# Head placement woes



## PFTanx (Aug 13, 2021)

Well, this sprinkler head is poorly located. It's on the side of a hill. I think one of the issues, in addition to this section getting hit by 4 heads (fixed that I think) is how low it sits. It feels like a lot of the water shoots right into the side of the hill and then runs down. I think I'm just stuck with it? I could turn the flow rate down significantly but that equates to more water shot right at the side of the hill. I can turn it all the way up, but that dumps a lot of water right at the top of the hill to run down. I actually wouldnt mind just removing this one all together. Is there an easy way to do that? They're rainbird 5000s so no shutoff screw. I could buy the 5000+ and put it in and shut it down?


----------



## BBLOCK (Jun 8, 2020)

PFTanx said:


> Well, this sprinkler head is poorly located. It's on the side of a hill. I think one of the issues, in addition to this section getting hit by 4 heads (fixed that I think) is how low it sits. It feels like a lot of the water shoots right into the side of the hill and then runs down. I think I'm just stuck with it? I could turn the flow rate down significantly but that equates to more water shot right at the side of the hill. I can turn it all the way up, but that dumps a lot of water right at the top of the hill to run down. I actually wouldnt mind just removing this one all together. Is there an easy way to do that? They're rainbird 5000s so no shutoff screw. I could buy the 5000+ and put it in and shut it down?

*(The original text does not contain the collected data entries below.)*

PR #2817, opened 2019-03-19
Parcel 2: V2 Server

### LINKED ISSUE #2144: Parcel 2: Server

DeMoorJasper:
# ↪️ Pull Request

I'll add some comments to the code with questions to the rest of the team.

Based on the work done in #2579

Closes #2144

Also updates the error pages:

500:

Screenshot 2019-03-30 at 15 46 33

404:

Screenshot 2019-03-30 at 16 00 21

## 🚨 Test instructions

Run the hmr-react example or look at the passing integration tests.

## ✔️ PR Todo

- [x] Get Dev Server to work
- [x] Get HMR Server to work
- [x] Get HMR Runtime to be added to the bundle
- [x] Update Dev Server tests and get them to pass
- [x] Update HMR Tests
- [x] Get HMR Runtime to work properly
- [x] Get HMR Tests to Pass
- [x] Filter out non browser assets (HMRServer)
- [x] Filter out assets that apply to a different env (Runtime)


packages/core/core/src/Parcel.js
```diff
@@ -104,6 +119,20 @@ export default class Parcel {
...
 
     this.runPackage = this.farm.mkhandle('runPackage');
+
+    if (this.options.serve) {
+      // Not sure if the server should even be mentioned in the core?
+      // Perhaps it should be part of the cli?
+      this.server = await serve(this, this.options.serve);
+    }
+
+    if (this.options.hot) {
```
DeMoorJasper: Not sure if this should be part of the core?

packages/core/core/src/Parcel.js
```diff
@@ -104,6 +119,20 @@ export default class Parcel {
     );
 
     this.runPackage = this.farm.mkhandle('runPackage');
+
+    if (this.options.serve) {
```
DeMoorJasper: Not sure if this should be in core, seems like it would be better fit in cli as people who use the API will probably not want the server I guess

DeMoorJasper: Perhaps we could even make the server a reporter of some sort?

packages/core/core/src/Parcel.js
```diff
@@ -119,6 +148,8 @@ export default class Parcel {
   async build(): Promise<BundleGraph> {
     try {
       // console.log('Starting build'); // eslint-disable-line no-console
+      this.pending = true;
```
DeMoorJasper: This should probably go away...

packages/core/core/src/Parcel.js
DeMoorJasper: Same as server, perhaps this could be some kind of reporter or use some events the reporter PR implements instead of the ones I added.

Tried to keep this PR to as little edits to core as possible

packages/core/core/src/Parcel.js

I have one sprinkler sitting in a lower spot in the side of my fire pit, it's a 4" rotator, hunter makes a 6' and a 12" so I'm toying w the idea of trying out one that pops up higher


----------



## PFTanx (Aug 13, 2021)

BBLOCK said:


> PFTanx said:
> 
> 
> > Well, this sprinkler head is poorly located. It's on the side of a hill. I think one of the issues, in addition to this section getting hit by 4 heads (fixed that I think) is how low it sits. It feels like a lot of the water shoots right into the side of the hill and then runs down. I think I'm just stuck with it? I could turn the flow rate down significantly but that equates to more water shot right at the side of the hill. I can turn it all the way up, but that dumps a lot of water right at the top of the hill to run down. I actually wouldnt mind just removing this one all together. Is there an easy way to do that? They're rainbird 5000s so no shutoff screw. I could buy the 5000+ and put it in and shut it down?
> ...


I ordered a 5000 plus and will shut it off. I don't know that it will totally fix my issue, as it's the low head on the zone, but not dumping water a foot from the head on the hill should help.


----------



## uts (Jul 8, 2019)

If its at the base of the hill AND if you need the water, I would put it right at the base at the same angle as the slope, put a small nozzle and make it rotate only 180 deg on the face of the slope to have a slow soak. this will decrease run off significantly. most slopes tend to run dry due to runoff and having a small nozzle helps getting that water in.


----------



## PFTanx (Aug 13, 2021)

uts said:


> If its at the base of the hill AND if you need the water, I would put it right at the base at the same angle as the slope, put a small nozzle and make it rotate only 180 deg on the face of the slope to have a slow soak. this will decrease run off significantly. most slopes tend to run dry due to runoff and having a small nozzle helps getting that water in.


Thanks for the tip! I did get my rainbird 5000+ installed and have it shutoff for the moment as it's quiet soupy. Once it dries out, perhaps I'll put a 1.0 or 1.5 on it to give it the slow soak?

This is my first experience with any kind of irrigation and I've found that changing the rainbird heads is a breeze. If I can do it, anyone can.

There was a bit of a learning curve adjusting the pattern and the "left stop" (which I broke and thus the first head replacement). But, otherwise, I get it now! I continue to make tiny adjustments each day. My neighbors must think I'm nuts.


----------



## PFTanx (Aug 13, 2021)

PFTanx said:


> Well, this sprinkler head is poorly located. It's on the side of a hill. I think one of the issues, in addition to this section getting hit by 4 heads (fixed that I think) is how low it sits. It feels like a lot of the water shoots right into the side of the hill and then runs down. I think I'm just stuck with it? I could turn the flow rate down significantly but that equates to more water shot right at the side of the hill. I can turn it all the way up, but that dumps a lot of water right at the top of the hill to run down. I actually wouldnt mind just removing this one all together. Is there an easy way to do that? They're rainbird 5000s so no shutoff screw. I could buy the 5000+ and put it in and shut it down?


Shutting off this head really helped the area grow out, quite quickly!


----------